Remove bp and speed-up bmethod calls #8060

XrXr · 2023-07-12T21:48:42Z

This commit removes the __bp__ field from rb_control_frame_t. It was
introduced to help MJIT, but since MJIT was replaced by RJIT, we can use
vm_base_ptr() to compute it from the SP of the previous control frame
instead. Removing the field avoids needing to set it up when pushing new
frames.

Simply removing __bp__ would cause crashes since RJIT and YJIT used a
slightly different stack layout for bmethod calls than the interpreter.
At the moment of the call, the two layouts looked as follows:

               ┌────────────┐    ┌────────────┐
               │ frame_base │    │ frame_base │
               ├────────────┤    ├────────────┤
               │    ...     │    │    ...     │
               ├────────────┤    ├────────────┤
               │    args    │    │    args    │
               ├────────────┤    └────────────┘<─prev_frame_sp
               │  receiver  │
prev_frame_sp─>└────────────┘
                 RJIT & YJIT      interpreter

Essentially, vm_base_ptr() needs to compute the address to frame_base
given prev_frame_sp in the diagrams. The presence of the receiver
created an off-by-one situation.

Make the interpreter use the layout the JITs use for iseq-to-iseq
bmethod calls. Doing so removes unnecessary argument shifting and
vm_exec_core() re-entry from the interpreter, yielding a speed
improvement visible through benchmark/vm_defined_method.yml:

 patched:   7578743.1 i/s
  master:   4796596.3 i/s - 1.58x  slower

C-to-iseq bmethod calls now store one more VALUE than before, but that
should have negligible impact on overall performance.

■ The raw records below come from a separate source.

PR #297, opened 2021-03-18
Allow named workspace folders

### LINKED ISSUE #252: Coverage not displaying in Workspace
**Describe the bug**
I have a code-workspace file setup with multiple root folders. When I open just the folder with the source I see the coverage just fine. when I use the code-workspace it doesn't display the coverage and just reports this in the output tab:
```
[1580939108663][coverageservice]: INITIALIZING
[1580939870656][coverageservice]: LOADING
[1580939873483][coverageservice]: Loading 1 file(s)
[1580939873484][coverageservice]: Loaded 1 data file(s)
[1580939873492][coverageservice]: Caching 51 coverage(s)
[1580939873492][printDataCoverage]: Coverage -> 51
[1580939873492][coverageservice]: READY
[1580939873492][coverageservice]: RENDERING
[1580939873493][coverageservice]: READY
[1580939874648][coverageservice]: RENDERING
[1580939874649][coverageservice]: READY
```

**Expected behaviour**
Code coverage should highlight the lines in the files.

**Desktop (please complete the following information):**
 - OS: Windows
 - Extension Version: 2.4.3
 - VSCode Version: 1.41.1

evan-bradley:
This PR fixes #252.

The change is to use the base name of the path for the workspace folder instead of the name, which defaults to the path's base name if a name hasn't been specified. I've tested that this works in my setup (VS Code 1.54.2 running on Linux), and have added unit tests to cover the cases where a name has or hasn't been specified.

### DIFF
--- a/src/coverage-system/sectionfinder.ts
+++ b/src/coverage-system/sectionfinder.ts
@@ -1,5 +1,5 @@
 import {Section} from "lcov-parse";
-import {extname} from "path";
+import {basename} from "path";
 import {TextEditor, Uri, workspace} from "vscode";
 import {OutputChannel} from "vscode";
 import {Config} from "../extension/config";
@@ -116,7 +116,7 @@ export class SectionFinder {
         const editorFileAbs = normalizeFileName(fileName);
         const workspaceFile = normalizeFileName(workspaceFsPath);
         const editorFileRelative = editorFileAbs.substring(workspaceFile.length);
-        const workspaceFolderName = normalizeFileName(workspaceFolder.name);
+        const workspaceFolderName = normalizeFileName(basename(workspaceFsPath));
         return { relativePath: editorFileRelative, workspaceFolder: workspaceFolderName};
     }
 
--- a/test/coverage-system/sectionfinder.test.ts
+++ b/test/coverage-system/sectionfinder.test.ts
@@ -1,10 +1,17 @@
-import {Section} from "lcov-parse";
-import {TextEditor} from "vscode";
+import * as assert from "assert";
+import { Section } from "lcov-parse";
+import { basename, join } from "path";
+import { TextEditor, Uri, workspace, WorkspaceFolder } from "vscode";
 
-import {SectionFinder} from "../../src/coverage-system/sectionfinder";
-import {fakeConfig} from "../mocks/fakeConfig";
+import { SectionFinder } from "../../src/coverage-system/sectionfinder";
+import { fakeConfig } from "../mocks/fakeConfig";
+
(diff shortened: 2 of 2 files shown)


src/coverage-system/sectionfinder.ts
```diff
@@ -116,7 +116,7 @@ export class SectionFinder {
         const editorFileAbs = normalizeFileName(fileName);
         const workspaceFile = normalizeFileName(workspaceFsPath);
         const editorFileRelative = editorFileAbs.substring(workspaceFile.length);
-        const workspaceFolderName = normalizeFileName(workspaceFolder.name);
+        const workspaceFolderName = normalizeFileName(basename(workspaceFsPath));
```
ryanluker, line 119: Looking pretty good, I can test on windows once this is in master (and the integration tests pass so probably not an issue). I did see that the windows usage might be different (1) but hopefully the integration tests catch this.

1: https://nodejs.org/api/path.html#path_path_basename_path_ext

src/coverage-system/sectionfinder.ts
```diff
@@ -1,5 +1,5 @@
 import {Section} from "lcov-parse";
-import {extname} from "path";
+import {basename} from "path";
```
ryanluker, line 2: we were evening usign extname before?

ryanluker (approved):
Looking great mostly a couple questions for my understanding

ryanluker:
@evan-bradley Going to merge this one into the mainline and the changes will go out with the next release (2.7.3)
I left a few comments that are still outstanding but they were mainly questions for my own understanding.

src/coverage-system/sectionfinder.ts
evan-bradley: Hey, apologies for not getting back to you on this. This shouldn't be an issue since the case-sensitivity only affects file extensions from what I can tell in the documentation. VS Code doesn't support pointing workspace folders to files, so this shouldn't be an issue.

src/coverage-system/sectionfinder.ts
evan-bradley: It wasn't being used according to VS Code and a quick search in the file.

src/coverage-system/sectionfinder.ts
ryanluker: No problem on not getting back right away, sounds good on the reasoning as well.

src/coverage-system/sectionfinder.ts
ryanluker: alright cool!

Note that re-entering vm_exec_core() used to be necessary for firing
TracePoint events, but that's no longer the case since
9121e57.

Closes #6428

vm_core.h

k0kubun

Oh wow, this is amazing. I didn't expect you would change the interpreter as well, but you already had a patch 🙂 It's much faster too. Great job!

maximecb · 2023-07-13T15:55:47Z

A wrinkle to this is that RJIT and YJIT use a slightly different stack layout for bmethod calls than the interpreter.

Just wondering if having the interpreter side conform to the JIT layout with the receiver on the stack could help keep things simpler, if the performance cost is not too high? AFAIK the receiver is always on the stack for every other type of call?

k0kubun · 2023-07-13T16:05:10Z

Just wondering if having the interpreter side conform to the JIT layout with the receiver on the stack could help keep things simpler, if the performance cost is not too high?

I believe that's what the second commit does and it speeds up the interpreter.

maximecb · 2023-07-13T16:25:23Z

Alan did write:

C-to-ISeq bmethod calls continue to use a different layout (See invoke_iseq_block_from_c())

Just wondering if we could make it so everyone uses the same layout (same as the JITs), to avoid the complexity of managing different layouts with special flags, etc.

k0kubun · 2023-07-13T16:51:27Z

My bad, thanks for pointing that out.

XrXr · 2023-07-14T14:27:47Z

AFAIK the receiver is always on the stack for every other type of call?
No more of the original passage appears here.